Priester

Amtsperson, die in ihrer Eigenschaft als Vorsteher kultischer Handlungen eine Mittlerrolle zwischen jeweiliger Gottheit und den Menschen einnimmt
Dies ist eine alte Version dieser Seite, zuletzt bearbeitet am 23. November 2003 um 17:31 Uhr durch 80.131.23.244 (Diskussion) (Christentum wieder *ergänzt*, da Interpretation wohl einseitig protestantisch - mir als Katholiken jedenfalls bis dato unbekannt ("Schranken"?) und unangenehm). Sie kann sich erheblich von der aktuellen Version unterscheiden.


Das deutsche Wort Priester stammt von gr. "presbyteros" - Gemeindeältester. Religionsphänomenologisch und soziologisch steht es jedoch im Bedeutungsfeld von gr. "hiereus" und lat. "sacerdos".

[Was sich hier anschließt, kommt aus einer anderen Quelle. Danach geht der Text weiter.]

PR #1344, opened 2026-07-02
Cs/ccct 2551 ocs oauth

Charl1996:
## Product Description

Groundwork for the Open Chat Studio (OCS) integration. Adds the OAuth2 plumbing so a signed-in user can **connect their OCS account** to CommCare Connect and Connect can call OCS on their behalf (list chatbots, trigger bots). No user-facing feature is wired up yet beyond a reusable "Connect OCS account" prompt component; this PR is the auth + API-client foundation those features will build on.

## Technical Summary
Ticket: https://dimagi.atlassian.net/browse/CCCT-2551
Spec: https://github.com/dimagi/commcare-connect/blob/d9f89841c7deed170a613967d0b013016cf421f1/docs/superpowers/specs/2026-06-19-ocs-conversations-design.md#ocs-api-client

- **New `ocs_provider` app** — an allauth OAuth2 provider (`id="ocs"`) with an adapter whose authorize/token/userinfo URLs derive from a new `OCS_BASE_URL` setting. PKCE (S256) is enabled (OCS requires it); default scopes are `openid chatbots:read chatbots:interact`; the account UID comes from the userinfo `sub` claim.
- **Provider-agnostic token refresh** (`utils/oauth_tokens.py`) — `refresh_access_token(user, provider, token_url)` returns a valid `SocialToken`, refreshing via the `refresh_token` grant when expired. Uses `select_for_update` to serialise concurrent refreshes (rotating single-use refresh tokens), honours the response's `expires_in`, and raises `TokenRefreshError` / `SocialTokenMissingError` on failure. Replaces the dead, provider-unfiltered `refresh_access_token` removed from `commcarehq_api.py` (HQ uses API keys, so it had no callers).
- **OCS API client** (`utils/ocs_api.py`) — `user_has_connected_ocs`, `list_chatbots` (follows cursor pagination), and `trigger_bot`, all fetching a valid bearer token via the refresh util and wrapping HTTP/network failures in `OcsApiError`.
- **Account linking** (`users/adapters.py`) — lets an OCS `connect` flow bypass the SSO "email already exists" guard so an OCS account can be linked to an already-authenticated user; other providers/processes are unaffected.
- **Error handling** (`utils/middleware.py`) — a raised `TokenRefreshError` now redirects the user with a message prompting them to (re)connect their OCS account.

## Safety Assurance
I tested the oauth flow locally (using ngrok) as well as on staging. I used [this button](https://github.com/dimagi/commcare-connect/pull/1347) to trigger the flow from the UI. 

### Safety story

Nothing in the existing HQ auth path changes behaviour — the only edits to shared code are 
(a) removing an unused HQ `refresh_access_token` that had no callers
(b) an adapter guard scoped to `provider == "ocs"` + `AuthProcess.CONNECT`

Login/signup for existing providers is unchanged (covered by tests). OCS endpoints are driven by `OCS_BASE_URL`, defaulting to the public OCS URL and overridable per environment.

### Automated test coverage

Extensive unit tests accompany every module: provider config/PKCE/scope/uid extraction, adapter URL binding and route registration, the connect-prompt template, token-refresh happy paths + concurrency/expiry/error cases + correct-provider isolation, the OCS API client (pagination, bearer header, optional-payload handling incl. falsey values, error mapping), the adapter email-guard bypass, and the middleware redirect.

### QA Plan
QA not happening for this PR.

### Labels & Review


commcare_connect/ocs_provider/provider.py
```diff
@@ -0,0 +1,26 @@
...
+
+
+class OcsProvider(OAuth2Provider):
+    id = "ocs"
+    name = "Open Chat Studio"
+    account_class = OcsAccount
+    pkce_enabled_default = True
+
+    def get_default_scope(self):
+        return ["openid", "chatbots:read", "chatbots:interact"]
```
snopoke: you should include `sessions:read`

commcare_connect/utils/middleware.py
```diff
@@ -24,6 +34,10 @@ def process_exception(self, request, exception):
             api_url = "#"  # TODO: make this a real URL
             messages.error(request, mark_safe(API_KEY_ERROR.format(url=api_url)))
             return HttpResponseRedirect(request.headers["referer"])
+        if isinstance(exception, TokenRefreshError):
+            connect_url = f"{reverse('ocs_login')}?{urlencode({'process': 'connect', 'next': request.path})}"
+            messages.error(request, format_html(OCS_CONNECT_ERROR, url=connect_url))
+            return HttpResponseRedirect(request.headers.get("referer", "/"))
```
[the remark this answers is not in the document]
Charl1996: https://github.com/dimagi/commcare-connect/pull/1344/commits/3112f8ca238150cc545f2b74a9ac836a0517cbc2

commcare_connect/utils/ocs_api.py
```diff
@@ -0,0 +1,78 @@
...
+def trigger_bot(
+    user,
+    *,
+    identifier,
+    experiment,
+    participant_data=None,
+    start_new_session=None,
+    message_text=None,
+    prompt_text=None,
+    session_data=None,
```
zandre-eng: Nit: Would it be possible to add type hints or descriptions in the docstring for these params? Some of these don't feel completely obvious with what the expected format is, so it would be nice to see that with type hints.

Feel free to push back if you don't think it's necessary.

commcare_connect/ocs_provider/views.py
```diff
@@ -0,0 +1,22 @@
...
+    provider_id = OcsProvider.id
+    access_token_url = f"{settings.OCS_BASE_URL}/o/token/"
+    authorize_url = f"{settings.OCS_BASE_URL}/o/authorize/"
+    profile_url = f"{settings.OCS_BASE_URL}/o/userinfo/"
+    redirect_uri_protocol = "https"
+
+    def complete_login(self, request, app, token, **kwargs):
+        response = httpx.get(self.profile_url, headers={"Authorization": f"Bearer {token}"}, timeout=10)
+        extra_data = response.json()
+        return self.get_provider().sociallogin_from_response(request, extra_data)
```
zandre-eng, line 21: Something like a non-200 response, network blip, or bad response could raise a 500 here. It would be nice to have some error handling to catch and surface these issues a bit more cleanly.

commcare_connect/utils/middleware.py
```diff
@@ -23,7 +34,20 @@ def process_exception(self, request, exception):
         if isinstance(exception, CommCareTokenException):
             api_url = "#"  # TODO: make this a real URL
             messages.error(request, mark_safe(API_KEY_ERROR.format(url=api_url)))
-            return HttpResponseRedirect(request.headers["referer"])
+            return HttpResponseRedirect(_safe_referer(request))
+        if isinstance(exception, TokenRefreshError):
+            connect_url = f"{reverse('ocs_login')}?{urlencode({'process': 'connect', 'next': request.path})}"
+            messages.error(request, format_html(OCS_CONNECT_ERROR, url=connect_url))
```
zandre-eng: `refresh_access_token` was made provider-agnostic, however here we translate any `TokenRefreshError` into an OCS specific message and login redirect. This isn't a problem now since OCS is the only caller, but a future provider on this util would silently send users to the OCS connect flow. Could you add a comment  on `refresh_access_token` noting that its `TokenRefreshError` is handled as OCS specific here?

commcare_connect/utils/oauth_tokens.py
```diff
@@ -0,0 +1,73 @@
...
+    access_token = data.get("access_token")
+    if not access_token:
+        raise TokenRefreshError(f"Token refresh response missing access_token: {response.text}")
+
+    token.token = access_token
+    if data.get("refresh_token"):
+        token.token_secret = data["refresh_token"]
+
+    if data.get("expires_in") is not None:
+        token.expires_at = timezone.now() + datetime.timedelta(seconds=int(data["expires_in"]))
```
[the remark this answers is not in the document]
zandre-eng: This looks like like a valid concern. It might be the case that OCS always returns an `expires_in` but since this is provider-agnostic another provider might omit this value.

commcare_connect/utils/ocs_api.py
```diff
@@ -0,0 +1,78 @@
...
+    url = f"{settings.OCS_BASE_URL}/api/v2/chatbots/"
+    chatbots = []
+    while url:
+        try:
+            response = httpx.get(url, headers=headers, timeout=OCS_HTTP_TIMEOUT)
+            response.raise_for_status()
+        except httpx.HTTPStatusError:
+            raise OcsApiError(f"Failed to list chatbots: {response.text}")
+        except httpx.RequestError as e:
+            raise OcsApiError(f"Failed to list chatbots: {e}")
```
zandre-eng, line 33: Nit: These drop the original traceback, so the full traceback won't get preserved here:
```suggestion
        except httpx.HTTPStatusError as e:
            raise OcsApiError(f"Failed to list chatbots: {response.text}") from e
        except httpx.RequestError as e:
            raise OcsApiError(f"Failed to list chatbots: {e}") from e
```

commcare_connect/utils/middleware.py
```diff
@@ -1,16 +1,27 @@
...
 
 API_KEY_ERROR = """
     Unable to retrieve applications from CommCare HQ.<br>
     Please re-login using CommCare HQ or add a <a href="{url}">CommCare API Key</a>.
 """
 
+OCS_CONNECT_ERROR = (
+    "Your Open Chat Studio account isn't connected (or its session expired).<br>"
+    'Please <a href="{url}">connect your OCS account</a> and try again.'
+)
```
zandre-eng: Minor nit: Translation for this string.

zandre-eng (commented):
Overall generally looks fine. A few comments and questions from my side.

commcare_connect/utils/ocs_api.py
Charl1996: Good suggestion. Some are redundant so I'll remove them anyway.

commcare_connect/ocs_provider/views.py
Charl1996: https://github.com/dimagi/commcare-connect/pull/1344/commits/74d96296813cbde89926c6d623708a030246af99

commcare_connect/utils/middleware.py
Charl1996: Excellent point: https://github.com/dimagi/commcare-connect/pull/1344/commits/ad5d953c6bb4f14645a2c7b327fff254e6b1d893

mkangia:
Hey @calellowitz @sravfeyn 

Would appreciate if at least one of you can share a review on this. 
Thanks!

commcare_connect/utils/oauth_tokens.py
```diff
@@ -0,0 +1,74 @@
...
+
+class TokenRefreshError(Exception):
+    """Raised when an OAuth2 access token could not be refreshed."""
+
+
+class SocialTokenMissingError(TokenRefreshError):
+    """Raised when the user has no connected account/token for the provider."""
+
+
+def refresh_access_token(user, provider, token_url, *, force=False):
```
sravfeyn, line 17: nit: I would refactor this and its submethods into a single class. Or even implement this on provider class itself.

commcare_connect/utils/ocs_api.py
```diff
@@ -0,0 +1,73 @@
...
+        )
+        response.raise_for_status()
+    except httpx.HTTPStatusError:
+        raise OcsApiError(f"Failed to trigger bot: {response.text}")
+    except httpx.RequestError as e:
+        raise OcsApiError(f"Failed to trigger bot: {e}")
+    return response.json()
+
+
+def _valid_token(user):
```
sravfeyn: nit: rename to `_get_valid_token`?

commcare_connect/utils/middleware.py
```diff
@@ -1,16 +1,24 @@
...
+from commcare_connect.utils.oauth_tokens import TokenRefreshError
 
 API_KEY_ERROR = """
     Unable to retrieve applications from CommCare HQ.<br>
     Please re-login using CommCare HQ or add a <a href="{url}">CommCare API Key</a>.
 """
 
+TOKEN_REFRESH_ERROR = _(
+    "We couldn't verify one of your connected accounts (it may have been disconnected "
+    "or its session expired). Please reconnect the account and try again."
```
sravfeyn: Reconnect here just means, re-login with social login? And may be `one of your connected accounts` should just be `your (connected) account`.

commcare_connect/utils/middleware.py
```diff
@@ -23,7 +31,19 @@ def process_exception(self, request, exception):
         if isinstance(exception, CommCareTokenException):
             api_url = "#"  # TODO: make this a real URL
             messages.error(request, mark_safe(API_KEY_ERROR.format(url=api_url)))
-            return HttpResponseRedirect(request.headers["referer"])
+            return HttpResponseRedirect(_safe_referer(request))
+        if isinstance(exception, TokenRefreshError):
+            messages.error(request, TOKEN_REFRESH_ERROR)
+            return HttpResponseRedirect(_safe_referer(request))
```
sravfeyn, line 37: Shouldn't this be signin page?

commcare_connect/ocs_provider/tests/test_adapter.py
```diff
@@ -0,0 +1,16 @@
+from django.conf import settings
+from django.urls import reverse
+
+from commcare_connect.ocs_provider.views import OcsOAuth2Adapter
+
+
+def test_adapter_urls_derive_from_ocs_base_url():
```
sravfeyn: Do we really need these two tests?

Charl1996: Probably not of big value, so removing them.

sravfeyn:
May be this is a bit too late, just curious, did we really need OCS based signup aren't we doing it just to connect OCS which could also be accomplished with API tokens?

Charl1996:
> could also be accomplished with API tokens

See the design decisions [here](https://github.com/dimagi/commcare-connect/blob/d9f89841c7deed170a613967d0b013016cf421f1/docs/superpowers/specs/2026-06-19-ocs-conversations-design.md#design-decisions-resolved-during-brainstorming--grilling) specifying that using an API token was explicitly decided against. I guess @pxwxnvermx can give more detail as to why using an API key is less desirable in this case as well.

commcare_connect/utils/middleware.py
Charl1996: No, not exactly, because for an OCS refresh error the user should still be authenticated with Connect, so we shouldn't redirect the user to log in to Connect again for this case.

sravfeyn (approved):

commcare_connect/utils/oauth_tokens.py
```diff
@@ -0,0 +1,74 @@
...
+                "client_id": token.app.client_id,
+                "client_secret": token.app.secret,
+                "refresh_token": token.token_secret,
+            },
+            timeout=10,
+        )
+    except httpx.RequestError as e:
+        raise TokenRefreshError(f"Failed to refresh token: {e}") from e
+    if response.status_code != 200:
+        raise TokenRefreshError(f"Failed to refresh token: {response.text}")
```
pxwxnvermx, line 61: This could be simplified with a `response.raise_for_status()` for non-2xx status codes and then re-raising the TokenRefreshError from the HttpStatusError raised by httpx for the status.

commcare_connect/commcarehq_provider/views.py
```diff
@@ -15,6 +16,8 @@ class CommcareHQOAuth2Adapter(OAuth2Adapter):
 
     def complete_login(self, request, app, token, **kwargs):
         response = httpx.get(self.profile_url, headers={"Authorization": f"Bearer {token}"})
+        if response.status_code != 200:
+            raise OAuth2Error("Failed to fetch profile data from CommCare HQ.")
```
pxwxnvermx, line 20: This should also change to use `raise_for_status` it covers a larger subset of status_code which can lead to the API failing.

commcare_connect/ocs_provider/provider.py
```diff
@@ -0,0 +1,26 @@
...
+    pkce_enabled_default = True
+
+    def get_default_scope(self):
+        return ["openid", "chatbots:read", "chatbots:interact", "sessions:read"]
+
+    def extract_uid(self, data):
+        uid = data.get("sub")
+        if not uid:
+            raise ValueError("OCS userinfo response missing 'sub'")
+        return str(uid)
```
pxwxnvermx, line 23: How do you feel about reducing the code to the suggestion below? I think the KeyError would also highlight the same information as above.

```suggestion
        return str(data["sub"])
```

commcare_connect/ocs_provider/views.py
```diff
@@ -0,0 +1,25 @@
...
+    provider_id = OcsProvider.id
+    access_token_url = f"{settings.OCS_BASE_URL}/o/token/"
+    authorize_url = f"{settings.OCS_BASE_URL}/o/authorize/"
+    profile_url = f"{settings.OCS_BASE_URL}/o/userinfo/"
+    redirect_uri_protocol = "https"
+
+    def complete_login(self, request, app, token, **kwargs):
+        response = httpx.get(self.profile_url, headers={"Authorization": f"Bearer {token}"}, timeout=10)
+        if response.status_code != 200:
+            raise OAuth2Error("Failed to fetch profile data from Open Chat Studio.")
```
pxwxnvermx, line 19: Same comment regarding using `response.raise_for_status()`.

pxwxnvermx (commented):
Just some comments on the handling the non-2xx status codes on httpx response. I think we should prefer using the `response.raise_for_status()` method wherever we have to check for non-2xx. Rest of the changes look good.

Charl1996:
@pxwxnvermx I will address the API changes in [this PR](https://github.com/dimagi/commcare-connect/pull/1359) since that PR covers the usage of the APIs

Religionsphänomenologische Aspekte

In allen Religionen gibt es Menschen, die durch besondere Kenntnisse, Fähigkeiten und Vollmachten die Verbindung zwischen dem transzendenten, göttlichen Bereich und der Alltagswelt der Menschen vermitteln und dadurch ordnen, heilend wirken oder Erkenntnisse gewinnen (s. Schamane, Medizinmann; Ritus, Opfer; Magie).
In den Hochkulturen hat sich daraus in der Regel im Umfeld der Tempel ein Priesterstand mit genau geregelten Rechten und Pflichten entwickelt.

Judentum

Der jüdische Glaube begann unter nomadischen Bedingungen. Der bild- und tempellose Befreier- und Bundesgott JHWH wurde in strengem Gegensatz zu den goldglänzenden, aber toten Gottheiten Ägyptens und Mesopotamiens aufgefasst.
Nach der Bibel begründete Moses das Priestertum das Einen Gottes. Nach der Einwanderung im Land Kanaan und dem Bau des Tempels in Jerusalem festigte sich in Israel das Priestertum (hebr. "kohen") fester, dem der Tempelgottesdienst, die Opferriten und die Unterscheidung zwischen rein und unrein oblag. Diese Aufgabe war einem Teil des Volksstammes Levi (der Leviten) zugeteilt. Ihnen wurden bei der Landnahme spezielle Städte zugewiesen. Die Versorgung war durch den Zehnt sichergestellt. Die Sehnsucht danach, ein priesterloses "Volk von Priestern" zu sein, blieb jedoch wach und fand Ausdruck bei den großen Propheten.
Seit der Zerstörung des letzten Tempelbaus 70 n. Chr. hat das altisraelitische Priestertum kaum noch eine Funktion. Die Unterscheidung zwischen Priestern, anderen Leviten, und sonstigen Gläubigen besteht jedoch fort. Die Priester sprechen in der Synagoge den Segen, und es gelten für sie bis heute einige abweichende Bestimmungen im jüdischen Gesetz. Die soziologische Priesterrolle lebt in den Rabbinern fort, welche jedoch meist keine Priester im Sinne der Abstammung sind.

Christentum

Das Christentum hat seine Wurzel in der Reich-Gottes-Verkündigung Jesu. Das frühe Christentum gebrauchte die hebräischen und griechischen Wörter für "Priester" nur in Bezug auf Jesus Christus. Nach katholischer und orthodoxer Ansicht haben Priester Anteil an diesem Hohe Priesteramt Jesu Christi, der am Kreuz sein Leben opferte, um die Sünden der Welt hinwegzunehmen, und die Menschen zum Ewigen Leben zu erlösen. Das Priestertum (Presbyterium) findet seine Daseinsberechtigung in dieser Perspektive der vitalen und wirksamen Einheit mit Christus. Durch diesen Dienst nämlich fährt der Herr fort, inmitten seines Volkes jenes Wirken zu vollbringen, das allein Ihm als Haupt seines Leibes zukommt. Daher macht der Priester das Wirken Christi, des Hauptes, greifbar nahe und bezeugt damit, daß Christus seine Kirche nicht verlassen hat, sie vielmehr mit seinem andauernden Priestertum weiterhin belebt.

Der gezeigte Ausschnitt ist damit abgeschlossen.